Within the records, find every line that includes the word "some" and copy it.
——
PR #4025, opened 2018-07-11
Implement basic dark theme

garvankeeley:


Client/Frontend/Theme/DarkTheme.swift
```diff
@@ -4,19 +4,150 @@
...
+//    override var rowActionAccessory: UIColor { return UIColor.Photon.Blue50 }
+//    override var controlTint: UIColor { return rowActionAccessory }
+//    override var syncText: UIColor { return defaultTextAndTint }
+//    override var errorText: UIColor { return UIColor.Photon.Red50 }
+//    override var warningText: UIColor { return UIColor.Photon.Orange50 }
+}
+
+fileprivate class DarkActionMenuColor: ActionMenuColor {
+    override var foreground: UIColor { return defaultTextAndTint }
+    override var iPhoneBackground: UIColor { return UIColor.Photon.Ink90.withAlphaComponent(0.8) }
```
bwinton: Do we not have an `Ink90A80`? If so we should use that, if not, we should talk to the DSG team about adding one…

Client/Frontend/Theme/DarkTheme.swift
```diff
@@ -4,19 +4,150 @@
...
+    override var background: UIColor { return UIColor.Photon.Ink70 }
+    override var textAndTint: UIColor { return defaultTextAndTint }
+   // override var separator: UIColor { return defaultSeparator }
+}
+
+fileprivate class DarkHomePanelColor: HomePanelColor {
+    override var toolbarBackground: UIColor { return defaultBackground }
+    override var toolbarHighlight: UIColor { return UIColor.Photon.Blue50 }
+    override var toolbarTint: UIColor { return UIColor.Photon.Grey30 }
+    override var panelBackground: UIColor { return UIColor.black }
```
bwinton: This should really be a Photon colour, but they don't seem to have black. Perhaps you can open an issue requesting it… 🙂

Client/Frontend/Theme/DarkTheme.swift
garvankeeley: This is not the correct color. There is no way to specify an exact color with the iOS blur effect, so I am not sure what we plan for this. Their blur algorithm has low color preservation.

Client/Frontend/Theme/DarkTheme.swift
garvankeeley: Why?

bwinton: Because (as I understand it) we would like to use black because it looks nice, and we would like to have the colours we're using in the Design System.

PR #4191, opened 2018-08-31
Improve new tab settings telemetry

mrachamallu:

added UI telemetry to new tab settings to determine what users like to set as their new tab
## Pull Request Checklist

## Screenshots


farhanpatel:
Hey @mrachamallu If I'm not mistaken we already report what user's have as their default newtab setting in the core telemetry ping. Would we still need this?

PR #4202, opened 2018-09-05
 Bug 1488771 - Fix browsertray animation crash. 

farhanpatel:
Ensure that the tab tray can animate even if there are 0 tabs. 

I fixed this by making sure that when we remove all normal tabs we always create a new tab. The `removeTabAndUpdateSelectedIndex` does do this but that isnt called because the selected tab is private when this crash happens. 

I also fixed this on the animation side as well. If a valid cell cant be found simply animate without one. The animation isnt ideal but its better than crashing.

### DIFF
--- a/ClientTests/TabManagerTests.swift
+++ b/ClientTests/TabManagerTests.swift
@@ -196,6 +196,27 @@ class TabManagerTests: XCTestCase {
         delegate.verify("Not all delegate methods were called")
     }
 
+    func testDidCreateNormalTabWhenDeletingAll() {
+        let removeAllTabs = MethodSpy(functionName: "tabManagerDidRemoveAllTabs(_:toast:)")
+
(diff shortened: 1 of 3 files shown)


ClientTests/TabManagerTests.swift
```diff
@@ -245,6 +245,27 @@ class TabManagerTests: XCTestCase {
         delegate.verify("Not all delegate methods were called")
     }
 
+    func testDidCreateNormalTabWhenDeletingAll() {
+        let removeAllTabs = MethodSpy(functionName: "tabManagerDidRemoveAllTabs(_:toast:)")
+
+        let profile = TabManagerMockProfile()
+        let manager = TabManager(prefs: profile.prefs, imageStore: nil)
```
garvankeeley: is now  `TabManager(profile: profile, ...`

PR #4203, opened 2018-09-05
Bug 1447853 - disallow firefox scheme loads on webpage links

garvankeeley:
I need to ensure this is ok with firefox:// urls used with FxA.

### DIFF
--- a/Client/Frontend/Browser/BrowserViewController/BrowserViewController+WebViewDelegates.swift
+++ b/Client/Frontend/Browser/BrowserViewController/BrowserViewController+WebViewDelegates.swift
@@ -226,12 +226,14 @@ extension BrowserViewController: WKNavigationDelegate {
             return
         }
 
-        UIApplication.shared.open(url, options: [:]) { openedURL in
-            // Do not show error message for JS navigated links or redirect as it's not the result of a user action.
-            if !openedURL, navigationAction.navigationType == .linkActivated {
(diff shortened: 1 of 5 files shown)


Client/Frontend/Browser/BrowserViewController/BrowserViewController+WebViewDelegates.swift
```diff
@@ -226,12 +226,14 @@ extension BrowserViewController: WKNavigationDelegate {
             return
         }
 
-        UIApplication.shared.open(url, options: [:]) { openedURL in
-            // Do not show error message for JS navigated links or redirect as it's not the result of a user action.
-            if !openedURL, navigationAction.navigationType == .linkActivated {
-                let alert = UIAlertController(title: Strings.UnableToOpenURLErrorTitle, message: Strings.UnableToOpenURLError, preferredStyle: .alert)
-                alert.addAction(UIAlertAction(title: Strings.OKString, style: .default, handler: nil))
-                self.present(alert, animated: true, completion: nil)
+        if !(url.scheme?.contains("firefox") ?? true) {
```
garvankeeley: I think I should block only "firefox://open?" urls. We also have "firefox://fxa?" urls and "firefox://deep-link?" urls. These might end up in emails that the user views in-browser.

justindarc: I don't think these would or should end up in emails.

garvankeeley: Cool, will leave as-is, more restrictive is good in this case

PR #4208, opened 2018-09-06
Bug 1489275 - Siri shortcuts for opening a new tab

farhanpatel:


Client/Application/AppDelegate.swift
```diff
@@ -408,6 +408,10 @@ class AppDelegate: UIResponder, UIApplicationDelegate, UIViewControllerRestorati
     }
 
     func application(_ application: UIApplication, continue userActivity: NSUserActivity, restorationHandler: @escaping ([Any]?) -> Void) -> Bool {
+        if userActivity.userInfo?["action"] as? String == "newTab" {
```
oliviabrown9: It might be better to check on userActivity.activityType. You won't have to cast it, and it won't be optional.

Client/Frontend/Settings/AppSettingsOptions.swift
```diff
@@ -1018,6 +1018,29 @@ class NewTabPageSetting: Setting {
     }
 }
 
+class SiriPageSetting: Setting {
```
oliviabrown9: I would consider making this entire class @/available iOS 12. It will prevent you having to check within and will prevent it from ever being created when unnecessary. Just a bit safer.

Client/Frontend/Settings/SiriSettingsViewController.swift
```diff
@@ -0,0 +1,59 @@
...
+    }
+
+    override func generateSettings() -> [SettingSection] {
+        let setting = SiriOpenURLSetting(settings: self)
+        let firstSection = SettingSection(title: nil, footerTitle: NSAttributedString(string: Strings.SettingsSiriSectionDescription), children: [setting])
+        return [firstSection]
+    }
+}
+
+class SiriOpenURLSetting: Setting {
```
oliviabrown9: See above comment about @ available for class. It also looks like you're switching between making some of the Siri classes available with iOS 12 and others having checks inside. Unless there is a reason for this that I'm not picking up on, I'd recommend keeping it consistent.

Client/Frontend/SiriShortcuts.swift
```diff
@@ -0,0 +1,67 @@
...
+        switch type {
+        case .openURL:
+            return openUrlActivity
+        }
+    }
+
+    private var openUrlActivity: NSUserActivity? = {
+        let activity = NSUserActivity(activityType: activityType.openURL.rawValue)
+        activity.title = Strings.SettingsSiriOpenURL
+        activity.userInfo = ["action": "newTab"]
```
oliviabrown9: If you switch on activityType in AppDelegate, userInfo should become unnecessary.

Client/Frontend/SiriShortcuts.swift
```diff
@@ -0,0 +1,67 @@
...
+        activity.isEligibleForSearch = false
```
oliviabrown9: Curious why you don't want users to be able to search for this activity. Not an issue - just wondering 😊

Client.xcodeproj/project.pbxproj
```diff
@@ -294,8 +294,8 @@
 		63306D432110B3CD00F25400 /* TabManagerStore.swift in Sources */ = {isa = PBXBuildFile; fileRef = 63306D422110B3CD00F25400 /* TabManagerStore.swift */; };
 		63306D452110BAF000F25400 /* TabManagerStoreTests.swift in Sources */ = {isa = PBXBuildFile; fileRef = 63306D442110BAF000F25400 /* TabManagerStoreTests.swift */; };
 		6669B5D82113702F00CA117B /* websiteData.swift in Sources */ = {isa = PBXBuildFile; fileRef = 6669B5D72113702F00CA117B /* websiteData.swift */; };
```
oliviabrown9: Not sure how Firefox handles unnecessary pbxproj changes, but the majority of these changes seem to be accidental Xcode changes that could be uncommitted if you try to keep a clean pbxproj.

Client/Frontend/Strings.swift
```diff
@@ -261,6 +261,10 @@ extension Strings {
...
     public static let SettingsNewTabHiglightsHistory = NSLocalizedString("Settings.NewTab.Option.HighlightsHistory", value: "Visited", comment: "Option in settings to turn off history in the highlights section")
     public static let SettingsNewTabHighlightsBookmarks = NSLocalizedString("Settings.NewTab.Option.HighlightsBookmarks", value: "Recent Bookmarks", comment: "Option in the settings to turn off recent bookmarks in the Highlights section")
+    public static let SettingsSiriSectionName = NSLocalizedString("Settings.Siri.SectionName", value: "Siri Shortcuts", comment: "The option that takes you to the siri shortcuts settings page")
+    public static let SettingsSiriSectionDescription = NSLocalizedString("Settings.Siri.SectionDescription", value: "Use Siri shortcuts to quickly open Firefox via Siri", comment: "The description that describes what siri shortcuts are")
+    public static let SettingsSiriOpenURL = NSLocalizedString("Settings.Siri.OpenTabShortcut", value: "Open New Tab", comment: "The description of the open new tab siri shortcut")
+
```
oliviabrown9: Nit: whitespace

Client/Frontend/Settings/AppSettingsOptions.swift
```diff
@@ -1018,6 +1018,29 @@ class NewTabPageSetting: Setting {
...
+
+        super.init(title: NSAttributedString(string: Strings.SettingsSiriSectionName, attributes: [NSAttributedStringKey.foregroundColor: UIColor.theme.tableView.rowText]))
+    }
+
+    override func onClick(_ navigationController: UINavigationController?) {
+        if #available(iOS 12.0, *) {
+            let viewController = SiriSettingsViewController(prefs: profile.prefs)
+            viewController.profile = profile
+            navigationController?.pushViewController(viewController, animated: true)
+
```
oliviabrown9: Nit: whitespace

Client/Frontend/SiriShortcuts.swift
farhanpatel: Didn't think that people would find it useful in search. But lets add it in anyways some might

PR #4221, opened 2018-09-10
Bug 1490104 - Parent tab selection is broken

garvankeeley:


Client/Frontend/Browser/TabManager.swift
```diff
@@ -436,22 +436,21 @@ class TabManager: NSObject {
...
+        var parentTabIsMostRecentUsed = true
+        for candidate in viableTabs {
+            if let time = candidate.lastExecutedTime, time < (tab.lastExecutedTime ?? 0) {
+                parentTabIsMostRecentUsed = false
+                break
+            }
+        }
+
+        if parentTabIsMostRecentUsed, parentTab.lastExecutedTime != nil {
+            selectTab(parentTab, previous: tab)
```
garvankeeley: Direct modification of _selectedIndex is risky. Anyway, just this line is the fix, the rest of the code is a cleanup for readability. In this case, the HOF obscured the flow of the function, but that is an opinion of course. At minimum, the cleanup could be to have a guard precondition at the top and remove the if-statement complexity.

Client/Frontend/Browser/TabManager.swift
```diff
@@ -436,22 +436,21 @@ class TabManager: NSObject {
...
-                    return tab2
-                }
-            }), parentTab == newTab, tab !== newTab, newTab.lastExecutedTime != nil {
-            // We select the most recently visited tab, only if it is also the parent tab of the closed tab.
-            _selectedIndex = tabs.index(of: newTab) ?? -1
+        var parentTabIsMostRecentUsed = true
+        for candidate in viableTabs {
+            if let time = candidate.lastExecutedTime, time < (tab.lastExecutedTime ?? 0) {
+                parentTabIsMostRecentUsed = false
+                break
```
farhanpatel: If I'm not mistaken, the for loop here is not the same as the reduce on the left. Here we'll find the first tab that meets our condition and exit the loop. But what if there is another tab that is more recent later in the list? wouldn't we want that instead?

garvankeeley: The original code is only making a boolean decision on whether any tab is more recent than the parent (which was difficult to decipher from the syntax).
Hence I added`parentTabIsMostRecentUsed`, and this loop early-exits if that is found to be false. Ideas welcome on how that would be made most clear to the reader.

PR #4226, opened 2018-09-12
[nobug, tests] TabManagerTests need to close() tabs when done

garvankeeley:
If a Tab hits deinit without having called close(), this is an error


garvankeeley:
rebased, waiting for tests

PR #4239, opened 2018-09-17
Bug 1491861 - Tab Store: clear if no data, and make queue serial

garvankeeley:
2 fixes and an improvement. Fix 1, clear the archive when no tabs exist, fix 2, make async queue serial.
Also added an improvement to rate-limit the calls to this function.

### DIFF
--- a/Client/Frontend/Browser/TabManagerStore.swift
+++ b/Client/Frontend/Browser/TabManagerStore.swift
@@ -9,11 +9,12 @@ import Shared
 import XCGLogger
 
 private let log = Logger.browserLogger
-
 class TabManagerStore {
     fileprivate var lockedForReading = false
     fileprivate let imageStore: DiskImageStore?
     fileprivate var fileManager = FileManager.default
+    fileprivate let serialQueue = DispatchQueue(label: "tab-manager-write-queue")
+    fileprivate var writeOperation = DispatchWorkItem {}
 
     // Init this at startup with the tabs on disk, and then on each save, update the in-memory tab state.
     fileprivate lazy var archivedStartupTabs = { return tabsToRestore() }()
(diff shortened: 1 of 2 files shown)


Client/Frontend/Browser/TabManagerStore.swift
```diff
@@ -88,19 +89,28 @@ class TabManagerStore {
         assert(Thread.isMainThread)
         guard let savedTabs = prepareSavedTabs(fromTabs: tabs, selectedTab: selectedTab),
             let path = tabsStateArchivePath() else {
+                clearArchive()
```
garvankeeley: Fix #1: make sure to clear the archive if there are no tabs to serialize.

Client/Frontend/Browser/TabManagerStore.swift
```diff
@@ -88,19 +89,28 @@ class TabManagerStore {
...
+        writeOperation = DispatchWorkItem {
             let written = tabStateData.write(toFile: path, atomically: true)
-            print("PreserveTabs: \(written)") // Ignore write failure (could be restoring).
+            log.debug("PreserveTabs write ok: \(written)") // Ignore write failure (could be restoring).
             result.fill(Maybe(success: ()))
         }
+
+        // Delay by 100ms to debounce repeated calls to preserveTabs in quick succession.
+        // Notice above that a repeated 'preserveTabs' call will 'cancel()' a pending write operation.
+        serialQueue.asyncAfter(deadline: .now() + 0.100, execute: writeOperation)
```
garvankeeley: Fix 2: put the work on a serial queue. The previous concurrent queue has no guarantee of order of work, two preserveTabs in quick succession could have resulted in the first call happening second.

Improvement: Guard the rate that preserveTabs can be called.

PR #4240, opened 2018-09-17
Bug 1484098 - Dark Mode: theme switches and brightness slider

garvankeeley:
The first commit adds theme support to UISwitch (by changing all usages to the new`UISwitchThemed`), and adds theme support to the photon action sheet custom switch.

The second is for theme support of the brightness slider.


Client/Frontend/Theme/ThemedWidgets.swift
```diff
@@ -157,3 +158,9 @@ class ThemedTableSectionHeaderFooterView: UITableViewHeaderFooterView, Themeable
     }
 }
 
+class UISwitchThemed: UISwitch {
+    override func layoutSubviews() {
+        super.layoutSubviews()
+        onTintColor = UIColor.theme.general.controlTint
```
garvankeeley: `layoutSubviews` seemed like a reliable place to pick up the current tint color, I couldn't find a better candidate.

PR #4248, opened 2018-09-19
Bug 1492328 - Fennec_Enterprise Code Signing Issues

st3fan:
This patch updates the project to use the proper provisioning profiles for the Fennec_Enterprise scheme. They were incorrectly set to the *Development* versions of those profiles.


st3fan:
I closed this PR because this was fixed not with project changes but by letting BB generate the right provisioning profiles on its own. I connected my iTC account.

PR #4250, opened 2018-09-19
Bug 1413451 - A login's formSubmitURL should only contain the origin, no path components

justindarc:
https://bugzilla.mozilla.org/show_bug.cgi?id=1413451


Client/Frontend/Browser/LoginsHelper.swift
```diff
@@ -248,20 +234,38 @@ class LoginsHelper: TabContentScript {
...
-                jsonObj["requestId"] = requestId
-                jsonObj["name"] = "RemoteLogins:loginsFound"
-                jsonObj["logins"] = cursor.map { $0!.toJSONDict() }
+    fileprivate func requestLogins(_ request: [String : Any], url: URL) {
+        guard let requestId = request["requestId"] as? String,
+            // Even though we don't currently use these two fields,
+            // verify that they were received as additional confirmation
+            // that this is a valid request from LoginsHelper.js.
+            let _ = request["formOrigin"] as? String,
+            let _ = request["actionOrigin"] as? String,
```
garvankeeley: nit (optional): I think just `_ =` works

Client/Frontend/Browser/LoginsHelper.swift
```diff
@@ -248,20 +234,38 @@ class LoginsHelper: TabContentScript {
...
+            log.debug("Found \(cursor.count) logins.")
+
+            let dict: [String : Any] = [
+                "requestId": requestId,
+                "name": "RemoteLogins:loginsFound",
+                "logins": cursor.compactMap({ $0?.toJSONDict() })
+            ]
+
+            let json = JSON(dict)
+            let injectJavaScript = "window.__firefox__.logins.inject(\(json.stringify()!))"
```
garvankeeley: `if let` here to avoid the `!` ?

Client/Frontend/Browser/LoginsHelper.swift
justindarc: I thought this too, but it seems to be required by the compiler now.

Client/Frontend/Browser/LoginsHelper.swift
justindarc: I was going to, but the old code did this too. It really should never fail and if it does, we'll at least be able to see it in crash reports.

PR #4251, opened 2018-09-20
Bug 1492060 - tests need restoreTabs() called so a tab is created

garvankeeley:
`restoreTabs()` conflicts with the tab storage tests, so I made these tests wait until `restoreTabs()` is called at startup, then run the test.

### DIFF
--- a/Client/Frontend/Browser/TabManager.swift
+++ b/Client/Frontend/Browser/TabManager.swift
@@ -595,8 +595,6 @@ extension TabManager {
     }
 
     func restoreTabs() {
-        guard !AppConstants.IsRunningTest else { return }
-
         defer {
             // Always make sure there is a single normal tab.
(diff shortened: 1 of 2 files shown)


Client/Frontend/Browser/TabManager.swift
```diff
@@ -606,7 +604,7 @@ extension TabManager {
                 }
             }
         }
-        guard count == 0, !DebugSettingsBundleOptions.skipSessionRestore, store.hasTabsToRestoreAtStartup else {
+        guard count == 0, !AppConstants.IsRunningTest, !DebugSettingsBundleOptions.skipSessionRestore, store.hasTabsToRestoreAtStartup else {
```
garvankeeley: This is how the code was originally (I had moved the IsRunningTest to bypass the whole function).

PR #6452, opened 2020-04-23
Revert "Fix for handling no network"

garvankeeley:
Reverts mozilla-mobile/firefox-ios#6173
Backing out due to test breakage https://github.com/mozilla-mobile/firefox-ios/issues/6444
Can re-land with a fix for that also


LamourBt:
@garvankeeley How can I fix this one again :(

PR #6534, opened 2020-05-05
Fix #6524: SentryDSN not set properly in app extensions

### LINKED ISSUE #6524: Sentry not working from app extensions
Sentry logging is not working from the notification service extension (I know because we are logging non-fatal issues here, and these are not being reported in the web interface).
We need to figure out a system of getting logging information from these extensions.

garvankeeley:


Shared/SentryIntegration.swift
```diff
@@ -48,6 +48,16 @@ public class Sentry {
         }
 
         guard let dsn = Bundle.main.object(forInfoDictionaryKey: SentryDSNKey) as? String, !dsn.isEmpty else {
+        var bundle = Bundle.main
+        if bundle.bundleURL.pathExtension == "appex" {
+            // Peel off two directory levels
```
nbhasin2, line 53: nit: comment //Peel off two directory levels - MY_APP.app/PlugIns/MY_APP_EXTENSION.appex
——
▶ [RESPONSE TO THE TASK]:
oliviabrown9: See above comment about @ available for class. It also looks like you're switching between making some of the Siri classes available with iOS 12 and others having checks inside. Unless there is a reason for this that I'm not picking up on, I'd recommend keeping it consistent.
farhanpatel: Didn't think that people would find it useful in search. But lets add it in anyways some might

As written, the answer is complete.